** RECORDS SUPPLIED follows **
PR #820, opened 2023-09-20
Remove/change User linking code

### LINKED ISSUE #802: Remove/change temporary ActivityInsightOAFile to User linking code
Change the importer:

https://github.com/psu-libraries/researcher-metadata/blob/68e092c67b5115335d2af739fb57e16dd6be0c9e/app/importers/activity_insight_importer.rb#L205-L212

Change the model:

https://github.com/psu-libraries/researcher-metadata/blob/68e092c67b5115335d2af739fb57e16dd6be0c9e/app/models/activity_insight_oa_file.rb#L7-L11

This code should only be completed and deployed to production after the code here: https://github.com/psu-libraries/researcher-metadata/pull/801 has run for the entire Activity Insight import in production.

ajkiessl:
Makes ActivityInsightOAFile link to User required.  Removes backfill code in AI import and moves variable inside conditional.  Removes comments.

closes #802

### DIFF
--- a/app/importers/activity_insight_importer.rb
+++ b/app/importers/activity_insight_importer.rb
@@ -202,9 +202,9 @@ class ActivityInsightImporter
           end
 
           activity_insight_file_location = pub.postprints&.first&.location
+          aif = pub_record.activity_insight_oa_files.find_by(location: activity_insight_file_location)
 
           if activity_insight_file_location.present? && pub_record.can_receive_new_ai_oa_files?
-            aif = pub_record.activity_insight_oa_files.find_by(location: activity_insight_file_location)
             if aif.blank?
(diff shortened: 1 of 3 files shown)


app/importers/activity_insight_importer.rb
```diff
@@ -202,17 +202,9 @@ def call
           end
 
           activity_insight_file_location = pub.postprints&.first&.location
-          aif = pub_record.activity_insight_oa_files.find_by(location: activity_insight_file_location)
```
Smullz622, line 205: This line will be used for the export oa status code to help get the intellcont_id & post_file_id so we probably don't want to delete it yet.

Smullz622 (approved):
lgtm!

PR #821, opened 2023-09-20
Exports oa status to Activity Insight

### LINKED ISSUE #653: Let Activity Insight know when a publication is already open access (if oa/post-print file found)
This will likely need to be done during import.  

If we detect an open access file from Activity Insight and it's associated with a publication already open access in RMD, we need to update the file dropdown in AI to indicate it's already open access.  This should be a separate job that is kicked off from the import process, though, since it will send another request that might take a few seconds to complete.

Smullz622:
Fixes #653


app/models/activity_insight_oa_file.rb
```diff
@@ -21,6 +21,14 @@ class ActivityInsightOAFile < ApplicationRecord
       .where(downloaded: nil)
       .where.not(location: nil)
   }
+  scope :send_oa_status_to_activity_insight, -> {
+                                               left_outer_joins(:publication)
+                                                 .where(publication: { publication_type: Publication.oa_publication_types })
+                                                 .left_outer_joins(publication: :open_access_locations)
+                                                 .where(open_access_locations: { publication_id: nil })
+                                                 .where(%{publication.open_access_status = 'gold' OR publication.open_access_status = 'hybrid'})
```
ajkiessl, line 29: I think we also want to send OA status if there's a ScholarSphere open access location.

app/models/activity_insight_oa_status_exporter.rb
```diff
@@ -0,0 +1,53 @@
...
+    def to_xml(file)
+      builder = Nokogiri::XML::Builder.new(encoding: 'UTF-8') do |xml|
+        xml.Data do
+          user = file.user
+          xml.Record('username' => user.webaccess_id) do
+            xml.INTELLCONT('id' => file.intellcont_id) do
+              xml.POST_FILE('id' => file.post_file_id) do
+                xml.ACCESIBLE('Already Openly Available')
+              end
+              xml.RMD_ID(file.publication.id, access: 'READ_ONLY')
```
ajkiessl, line 46: I know it says to update the `RMD_ID` in the issue, and I _think_ we can keep this, but we'll have to consider that once this value is set these records stop importing from Activity Insight.  I think this is probably okay since it's open access, but we might want to double check this with Ana or Nicole.

ajkiessl (changes requested):
I noticed a couple things which I detail below.  Also, I think we'll want to kick off these jobs in the OA Workflow rake task (`OAWorkflowService`), so we'll want to add some code for that still.

app/models/activity_insight_oa_status_exporter.rb
Smullz622: I know we discussed this, but just to document- Ana said let's update `RMD_ID` for now, and we can reassess down the road.

app/services/oa_workflow_service.rb
```diff
@@ -33,5 +33,7 @@ def workflow
     rescue StandardError
       file.update_column(:downloaded, false)
     end
+
+    AiOAStatusExportJob.perform_later
```
ajkiessl, line 37: Sorry, I should have caught this before.  I think it would be best to iterate through all the files that need their status sent to Activity Insight here, and then kick off the jobs one-by-one.  So the `ActivityInsightOAStatusExporter` would initialize with a single file rather than all the files.  Then, I think we'd want delayed_job to just handle the errors for us.  I'll describe that below.  Overall, I think doing things one-by-one will make troubleshooting and tracking jobs easier and more organized.

app/models/activity_insight_oa_status_exporter.rb
```diff
@@ -0,0 +1,55 @@
...
+        publication.save!
+      else
+        logger.error Nokogiri::XML(response.to_s).text
+        logger.error "File ID: #{file.id}"
+        not_exported_ids << file.id
+      end
+    end
+
+    logger.info "Open access status export to Activity Insight ended at #{DateTime.now}"
+    logger.info "Files not exported to AI: #{not_exported_ids}"
```
ajkiessl, line 28: Instead of doing all the logging here, we can just raise some kind of error on line 21 if we get an error response from Activity Insight.  Delayed job will then store the error and should also tell us the id of the file that had the error.

app/jobs/ai_oa_status_export_job.rb
```diff
@@ -0,0 +1,10 @@
+# frozen_string_literal: true
+
+class AiOAStatusExportJob < ApplicationJob
+  queue_as 'default'
+
+  def perform
```
ajkiessl, line 6: We can pass the file id in here as an argument.  Then, `find` the file below before passing it into the exporter.

ajkiessl (changes requested):
I should have caught this earlier, but I don't think we should run all the files at once as a single job.  If they all run separately, we'll be able to keep track of errors and troubleshoot a bit easier.  Also, if delayed_job goes down for some reason, the export won't be interrupted if they are stored as separate jobs.

app/models/activity_insight_oa_status_exporter.rb
ajkiessl: Also, we'll want to set this: `publication.exported_oa_status_to_activity_insight = true` in the OAWorkflowService before queuing the job.

app/services/oa_workflow_service.rb
```diff
@@ -33,5 +33,12 @@ def workflow
     rescue StandardError
       file.update_column(:downloaded, false)
     end
+
+    ActivityInsightOAFile.send_oa_status_to_activity_insight.each do |file|
+      publication = file.publication
+      publication.exported_oa_status_to_activity_insight = true
```
ajkiessl, line 39: I think in order to cover every record in Activity Insight that needs their status updated we will have to make `exported_oa_status_to_activity_insight` an attribute of ActivityInsightOAFile.  For example: if two people upload files in Activity Insight for the same publication.  These will be two separate records in Activity Insight, but could get merged into one in RMD.  So we might end up only updating the status for one of them if we store this with Publication.

spec/component/models/activity_insight_oa_file_spec.rb
```diff
@@ -60,25 +60,34 @@
     }
     let!(:pub2) { create(:publication,
                          title: 'pub2',
-                         publication_type: 'Trade Journal Article')
+                         publication_type: 'Trade Journal Article',
+                         open_access_status: 'gold')
```
ajkiessl, line 64: I believe we are testing the exclusion of 'Trade Journal Article' from the `ready_for_download` filter with this record, so we probably want to leave the open access status as nil or 'green' (or anything that would be included).

app/models/activity_insight_oa_status_exporter.rb
```diff
@@ -0,0 +1,43 @@
...
+
+  def initialize(file_id)
+    super()
+    @file = ActivityInsightOAFile.find(file_id)
+  end
+
+  def export
+    response = HTTParty.post webservice_url, body: to_xml(file),
+                                             headers: { 'Content-type' => 'text/xml' }, basic_auth: auth, timeout: 180
+    unless response.code == 200
```
ajkiessl, line 14: We should probably update `exported_oa_status_to_activity_insight` boolean to false here.  Also — now that I think about it — we should also add this field to the Rails Admin list and show pages.  That way admins can filter on it and see it in the show page.

ajkiessl (changes requested):
Changes looks good.  There's just a few small things I noticed.  Once those are done I think we should be good.

app/models/activity_insight_oa_status_exporter.rb
Smullz622: I added it to the rails admin pages. Question about setting `exported_oa_status_to_activity_insight` to false though- if we do that, how are we planning to handle failed exports? Anything getting exported drops out of the workflow, so if we set `exported_oa_status_to_activity_insight` as false, it won't get run through again & won't be on the radar anymore either.

ajkiessl: I think the flow would be something like:

- Export fails, flag is set to false, and an error is raised
- A developer notices the error, they or an admin can filter it in the admin console (or rails console for dev) to help troubleshoot
- Once the Error/bug is fixed, then the developer will have to manually re-run the export for that file

Outside of this export filter, these files have already fallen out of the workflow, so we shouldn't have to worry about anything else.

spec/component/models/activity_insight_oa_file_spec.rb
```diff
@@ -66,19 +66,27 @@
...
                          open_access_locations: [
                            build(:open_access_location, source: Source::OPEN_ACCESS_BUTTON, url: 'url', publication: nil)
-                         ])
+                         ],
+                         open_access_status: 'green')
     }
     let!(:pub4) { create(:publication,
-                         title: 'pub4',
-                         open_access_status: nil)
+                         title: 'pub1',
```
EricDurante, line 73: I'm guessing that you didn't mean to change these titles?

ajkiessl: Looks like pub5 and pub6 are like this too.

ajkiessl (approved):
LGTM!

PR #822, opened 2023-09-20
adds delayed_job_web

whereismyjetpack:
image

Adds delayed_job_web, mounts it at `/delayed_job` and requires `user.admin?` on that route.


ajkiessl (approved):
Looks good.  It just throws a routing error if you're not an admin.  Which seems odd to me but I guess that's fine.

EricDurante:
> It just throws a routing error if you're not an admin. Which seems odd to me but I guess that's fine.

Yeah, based on what has been added to the routes file it looks like that's because the route for the delay_job_web app/action is only defined if the current user is an admin maybe? I didn't even realize that you could change routes conditionally at runtime in this way, but I guess you can. In any case, a routing error will render as a 404 I think - which is sort of reasonable. It would  feel better to me if the request got routed either way and returned 401 if the user wasn't an admin. It looks like what we have here is how delayed_job_web is designed to work though, so it would probably be tough to change. I guess :shipit:

EricDurante (approved):

PR #826, opened 2023-09-21
File open and edit bug fix

### LINKED ISSUE #823: File opens repeatedly in AI OA Workflow
In the DOI verification workflow, if you view the file, close it, and then go into the metadata to edit it, then edit the metadata and click save, it will open another copy of the PDF and freeze the editing window so you can't make additional changes. This happens when you try to leave the DOI field blank but select "True". It's also hard to go back. Going back to the AI OA Workflow list is not enough.

ajkiessl:
Adds `target: _blank` to links to pdf downloads.  Not too sure why, but this fixes the issue.

closes #823


EricDurante (approved):
Yeah, I think it makes sense to do this regardless.

Issue #799, opened 2023-08-25
List for Publications whose file versions are all determined but Preferred Version is "None"


anaelizabethenriquez:
Related to #692 

Most of the time, if we can’t deposit the version that we got, there’s another version we can deposit (see #719, the "wrong version" bucket). But, sometimes there won’t be any version of the article that we can deposit. For these publications, an admin will set the "preferred_version" to "None". We need to add that as an option for that field. 

We don’t want those to show up in the “wrong version” bucket — they should be in a bucket of their own called "Publications for which no version can be deposited". The logic for this list is the same as the "wrong version" bucket except that "preferred_version" is "None".

In this list, an admin should be able to review the item and should be able to send the user an email explaining that no version of the publication can be deposited. This functionality can be very similar to the "wrong version" bucket, except that once we've sent an email to the user we are not waiting on any further action, so the publication(s) we emailed them about should be removed from the list. An admin should be able to send an email about just one publication or a batch of publications from a particular user.

When the publications are removed from the list (when the email is sent successfully), RMD should also:

- ~~delete the files that can't be deposited from Activity Insight (if possible)?~~
- update the publication's status in Activity Insight to "Cannot Deposit"
- delete the local copies of files that cannot be deposited from RMD and update RMD's associated database records to indicate that the files were not able to be deposited

We'll need to keep some record of the fact that we've sent this email for a given publication in order to know which publications to show in this list, but this record will also indicate that the publication has completely exited this workflow, so it will make sense to include its presence as another filter in the `Publication#activity_insight_oa_publication` scope and in any appropriate scope(s) on `ActivityInsightOAFile` so that it doesn't appear in any other lists and so that it's not subject to any more automated processing.

ajkiessl:
Update Activity Insight and send the email at the same time.

Smullz622:
@anaelizabethenriquez when you get the chance, could you add what you'd like in the email please?

anaelizabethenriquez:
Sorry about that! Here it is:

From: openaccess@psu.edu
Reply-to: openaccess@psu.edu
Subject: Open Access Post-Print Publication Files in Activity Insight

Hello,

We are writing to follow up on the publication file(s) uploaded to your account in Activity Insight in the section titled “Open Access Post-Print Publication files."

[...]

PR #829, opened 2023-09-27
Adds troubleshooting list

### LINKED ISSUE #806: Create a "troubleshooting" list in the AI OA workflow
This list should be called "Troubleshooting" and should include all publications that are subject to the workflow (#797).  We should order this by creation date, so oldest things should be at the top. 

We will use this list for troubleshooting during development and during regular use of the workflow. If publications are ending up in this list, Ana or another admin will need to review them and get them back on track.

Smullz622:
Fixes #806


app/models/publication.rb
```diff
@@ -145,6 +145,12 @@ def self.preferred_versions
                                                  .where(%{NOT EXISTS (SELECT * FROM open_access_locations WHERE open_access_locations.publication_id = publications.id AND open_access_locations.source = '#{Source::SCHOLARSPHERE}')})
                                              }
   scope :activity_insight_oa_publication, -> { oa_publication.with_no_scholarsphere_oa_locations.joins(:activity_insight_oa_files).where.not(activity_insight_oa_files: { location: nil }) }
+  scope :troubleshooting_list, -> {
+    activity_insight_oa_publication
+      .where(%{(open_access_status != 'gold' AND open_access_status != 'hybrid') OR open_access_status IS NULL})
```
EricDurante, line 150: Just a note that once the stuff that I'm working on is merged in, we'll need to add one more thing here:
```ruby
.where(%{preferred_version != '#{NO_VERSION}' OR preferred_version IS NULL})
```
In my branch, `Publication::NO_VERSION` is defined as `'None'`, which is the value that we set if we find that there are no open access permissions for either the accepted or published version of the publication. This is one more way in which the publication can completely exit the workflow. I'm not sure where/how we want to keep track of this todo item..

EricDurante: oops, scratch that ☝️. Publications with a `preferred_version` of `'None'` will technically still be in the workflow until we email the person about it (described in https://github.com/psu-libraries/researcher-metadata/issues/799). So instead of filtering on `preferred_version`, I suppose we'll need to filter on whatever new field we're going to set to indicate the the email has been sent.

Smullz622: Will whatever indicates that the email has been sent be part of the activity_insight_oa_publication scope? If so, that will cover it here already. Otherwise, if it's going to be added to steps separately, we can always just make a quick ticket.

EricDurante: > Will whatever indicates that the email has been sent be part of the activity_insight_oa_publication scope?

Yeah, I think that it would make sense for it to be part of that scope. I'll just add a note about this to #799.

app/models/publication.rb
```diff
@@ -145,6 +145,12 @@ def self.preferred_versions
...
+      .includes(:activity_insight_oa_files)
+      .order('activity_insight_oa_files.created_at ASC')
```
EricDurante, line 152: What does this do to the order of the list of publications when publications have more than one file? Does it matter?

Those aren't rhetorical questions - I don't know the answers. I just noticed that it doesn't look like any of the tests cover this scenario.

Other than that, I think this all looks good.

Smullz622: So unfortunately if there are multiple files, it's ordered by the oldest one (which is why there isn't a test). I tried to get it to push any with a newer file to the bottom but couldn't figure it out. However, when I spoke to Ana, she said she was ok with that for the time being.

PR #831, opened 2023-09-27
Give APITokens access to descendant organizations

### LINKED ISSUE #775: Remove old Organizations
We have a bunch of Organizations in RMD that are useless, they have 0 people and just make things unclear. Can we remove these? I think they came in from Pure and then Pure realized they didn't need them and they were then never removed.

ajkiessl:
Gives APITokens permission to access publications and users from the descendants of its associated organizations via the API.  The publications are filtered down to only include those that were published during the time the associated user was a part of that organization.  The users are filtered down to only include those that are _currently_ members of the organization.  Also, this gives the APIToken access to all descendant organizations from the organization API endpoint.

closes #775

### DIFF
--- a/app/models/api_token.rb
+++ b/app/models/api_token.rb
@@ -5,8 +5,6 @@ class APIToken < ApplicationRecord
 
   has_many :organization_api_permissions, inverse_of: :api_token
   has_many :organizations, through: :organization_api_permissions
-  has_many :users, through: :organizations
-  has_many :publications, through: :users
 
   def all_publications
     Publication.joins(users: :organizations)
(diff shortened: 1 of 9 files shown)


app/models/api_token.rb
```diff
@@ -8,6 +8,24 @@ class APIToken < ApplicationRecord
   has_many :users, through: :organizations
   has_many :publications, through: :users
```
EricDurante, line 9:
```ruby
has_many :users, through: :organizations
has_many :publications, through: :users
```

Do we still need these two associations? Are they used elsewhere?

ajkiessl: Doesn't look like it.  I'll remove them and see what happens.

EricDurante (approved):
Looks good!

PR #7008, opened 2017-12-10
expose import.meta syntax parser option as plugin

dnalborczyk:
| Fixed Issues?            |
| Patch: Bug Fix?          |
| Major: Breaking Change?  |
| Minor: New Feature?      |
| Tests Added + Pass?      |
| Documentation PR         | 
| Any Dependency Changes?  |

this plugin exposes the _import.meta_ syntax parser option as plugin (in the same way as e.g. dynamicImport), which makes it possible to use Babel and _import.meta_ syntax with e.g. [std/esm](https://github.com/standard-things/esm) without specifying the parser options in babelrc:
```
// .babelrc
{
  "parserOpts": {
    "plugins": ['importMeta']
  }
}
```

also added the plugin to the stage 3 preset as well as the babel standalone package.


packages/babel-plugin-syntax-import-meta/package.json
```diff
@@ -0,0 +1,17 @@
...
+  "license": "MIT",
+  "main": "lib/index.js",
+  "keywords": [
+    "babel-plugin"
+  ],
+  "peerDependencies": {
+    "@babel/core": "7.0.0-beta.34"
+  },
+  "devDependencies": {
+    "@babel/core": "7.0.0-beta.34"
```
nicolo-ribaudo: This devDependency isn't needed.

loganfsmyth: @nicolo-ribaudo This should be consistent with out other modules, so having it is the way to go.

packages/babel-plugin-syntax-import-meta/package.json
```diff
@@ -0,0 +1,17 @@
...
+  "version": "7.0.0-beta.34",
+  "description": "Allow parsing of import.meta",
+  "repository": "https://github.com/babel/babel/tree/master/packages/babel-plugin-syntax-import-meta",
+  "license": "MIT",
+  "main": "lib/index.js",
+  "keywords": [
+    "babel-plugin"
+  ],
+  "peerDependencies": {
+    "@babel/core": "7.0.0-beta.34"
```
loganfsmyth: If you look at our other plugins, we've been doing a range for this dependency.

dnalborczyk: I looked through _all_ babel-plugin-syntax packages and some others, it seems like they are using all the same value.

Though I checked the history, it appears that a range has been used prior to _7.0.0-beta.31_

packages/babel-plugin-syntax-import-meta/package.json
Andarist: @loganfsmyth whats the point of having peerDep here then?

packages/babel-plugin-syntax-import-meta/package.json
loganfsmyth: Oh dang, that may have been an accident. I'll have to look into it, but it won't be until next week. Guess if it is already like that this is fine then.

packages/babel-plugin-syntax-import-meta/package.json
loganfsmyth: @andarist A peer just declares a peer without installing anything, so the dev dependency is needed for Lerna to add the symlinks to `@babel/core`. See my other comment though. That peerdep is supposed to be a general range, so it wouldn't normally be a repeat of the dev dependency.

loganfsmyth: @andarist A peer just declares a peer without installing anything, so the dev dependency is needed for Lerna to add the symlinks to `@babel/core`. See my other comment though. That peerdep is supposed to be a general range, so it wouldn't normally be a repeat of the dev dependency.

packages/babel-plugin-syntax-import-meta/package.json
```diff
@@ -0,0 +1,17 @@
+{
+  "name": "@babel/plugin-syntax-import-meta",
+  "version": "7.0.0-beta.34",
```
hzoo: I think these need to be beta.35 now

existentialism:
I updated the package.json versions to 35, we should note internally to revisit ranges in peerDependencies wrt @babel/core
** End of RECORDS SUPPLIED **
- EXERCISE DETAILS: Please copy the lines above from the line with "loganfsmyth: If you" up to and including the line with "Though I checked", exactly as written and with nothing else.

- ANSWER TO THIS PROBLEM:
loganfsmyth: If you look at our other plugins, we've been doing a range for this dependency.

dnalborczyk: I looked through _all_ babel-plugin-syntax packages and some others, it seems like they are using all the same value.

Though I checked the history, it appears that a range has been used prior to _7.0.0-beta.31_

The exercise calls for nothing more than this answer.